**WORK ORDER**
Check each line of the records below and collect those holding "target".

(Collected data entries)
PR #1672, opened 2025-07-16
Add .NET 10 target and make use of C#14 extension members

mus65:
This adds the new target and fixes/suppresses new analyzer warnings.

Also make use of the [C# 14 extension members](https://devblogs.microsoft.com/dotnet/csharp-exploring-extension-members/) to get rid of most `ThrowHelper` methods and some `#if`.

There may be more places to make use of it (or maybe I already overdid it :smile: ).


src/Renci.SshNet/Common/Lock.cs
```diff
@@ -5,14 +5,16 @@ namespace Renci.SshNet.Common
 {
     internal sealed class Lock
     {
+        private readonly object _lockObject = new object();
```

**WRITTEN ANSWER**
Add .NET 10 target and make use of C#14 extension members
This adds the new target and fixes/suppresses new analyzer warnings.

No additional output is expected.